Consume from an arbitrary set of topics and write somewhere for databricks to do stuff with.
This project forms the basis of a techtest (the company name is with-held so nobody finds this solution when searching github for them ahead of tech tests).
It exists to provide some dummy data into a datalake for Databricks to pick up; effectively it provides everything to the left of (and including) the ingestor in the following diagram
This architecture describes the analytics subsystem of an Environment Control System. It contains three types of data, and three stages (following a bastardised version of the medallion data architecture):
- Weather Forecasts - these contain a temperature which may be anything, but realistically is between a range; this is data that we should warn on when a non-conforming value is found. They also contain two timestamps-
forcasted_for
andforecasted_on
- we can reject forecasts for too far in the past (based onforecasted_on
) - Sensors - these contain humidty; a value with a specific range, where a non-conforming value is effectively a stop the world
- Precipitation - these contain a precipitation reading, which is a counter. This type requires a more complex contextual quality assertion, rather than the naive row level assertions our other types use.
The three stages are:
- Raw data- this is the data we pick directly off the wire. Data is primary-keyed on the message ID from kafka (which requires thought around log compaction strategies), which means all data is available- even where a producer needs to reprocess messages. This data has a 1-to-1 mapping of kafka topic to table and provides:
- Some form of debuggability, which is an important (though often overlooked) form of analytics data; and
- Allows us to reprocess/ re-run pipelines without needing to reingest
- Clean data- this data has had quality assertions, validations, and basic transformations run against it and is keyed in such a way that it contains latest state. This provides a layer best for Business Intelligence; data is clean enough for analysts to combine with their own datasets to provide, effectively, time-series data that broad trends can be identified for commerical use. This data is still effectively a 1-to-1 mapping of topic to table, but allows multiple raw tables to be combined where a raw table's schema diverges so far that changes to it will cause older data to bork.
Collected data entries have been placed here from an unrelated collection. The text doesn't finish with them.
PR #875, opened 2024-02-13
Make advance proof functionality generic

ehildenb:
~Blocked on: https://github.com/runtimeverification/pyk/pull/878~

In an attempt to make the prover interfaces simpler, we are making it so that `advance_proof` is a generic method among all `*Prover` classes. This will allow us to have a generic way to call subproofs and advance them, then call superproofs and advance them, which will allow simplifying some downstream logic a bit.

- Makes it so that `mlEqualsTrue` and `mlEqualsFalse` can take sort arguments for their outer sort.
- Moves all the `APRProof` specific arguments of `APRProof.advance_proof` to the constructor instead.
- Adds an `abstractmethod Proof.step_proof(...)` which should take one step of executing a proof to completion.
- Adds an `abstractmethod Proof.can_progress` which lets you know if it's possible to make progress on a given proof.
- Implements generic `Proof.advance_proof(...)` which handles calling `step_proof` in a loop until either `max_iterations` is reached, the proof can no longer progress, or if `fail_fast` trigger hits. It also handles writing proof data each iteration.
- Adjusts all the tests to the new interface.


ehildenb:
KEVM is updated here to handle this new interface: https://github.com/runtimeverification/evm-semantics/pull/2294

nwatson22 (approved):

PR #876, opened 2024-02-13
Add timeouts to CI pipeline

ehildenb:
I made a PR here https://github.com/runtimeverification/pyk/pull/875 which caused CI to jump from 8 minutes to an infinite loop. We shouldn't let CI machines be taken up because of mistakes in PRs.

This also adds the pytest-timeout module so we can do `make cov-integration COV_ARGS='--timeout 300'` to timeout individual tests.


pyproject.toml
```diff
@@ -36,6 +36,7 @@ pep8-naming = "*"
 pytest = "*"
 pytest-cov = "*"
 pytest-mock = "*"
+pytest-timeout = "*"
```
tothtamas28, line 39: How well does this plugin work together with `pytest-xdist`? How is a timeout reported?

ehildenb: It seems to work fine with it, I've been running many tests in parallel with timeouts locally on KEVM and Kontrol for figuring out which tests take longer than a certain threshold for disabling them for a while. `pytest-timeout` has already been added to those repos.

Here is an example output:

image

And further in the output:

image


And further in the output:

image


So it seems to be pretty seamless!

ehildenb: This was with running 20 tests at a time.

tothtamas28 (approved):

PR #285, opened 2022-04-07
TASK-55456: Restrict document three dots menu actions depends on document visibility

hakermi:
…
Restrict document three dots menu actions depends on document visibility


mkrout (approved):
LGTM

PR #315, opened 2022-04-14
TASK-56299,56287: Implement Display pop-up Welcome to the new documents app and pop-up Quick access to recent documents

hakermi:
…

 Implement Display pop-up Welcome to the new documents app and pop-up Quick access to recent documents


mkrout (approved):
LGTM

- Reporting data- this is the 'Gold' data in medallion parlance; this data is combined away from the topic->table mapping into domain tables and provides Management Information (MI) reporting.
This project uses mint messages under the hood to shift left data quality, by providing message/row level validation capabilities for developers and data owners.
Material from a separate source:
PR #341, opened 2022-05-13
Task-57150: Bad display when user is redirected to shared folder via notif.

montassarhamadi:
Problem: Access to notif of shared file into a space redirected me to recent view and folder button was enabled.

The benefit of this is reasonably clear: where a produce produces a message which is capital-i Incorrect, and thus is unsuitable for processing, but which downstream services can process then reporting no longer reflects reality- for MI reporting, where jobs and finances are won and lost based on data quality, this can be catastrophic.
This process uses mint to take the strain off the data team and put it squarely back on the product team.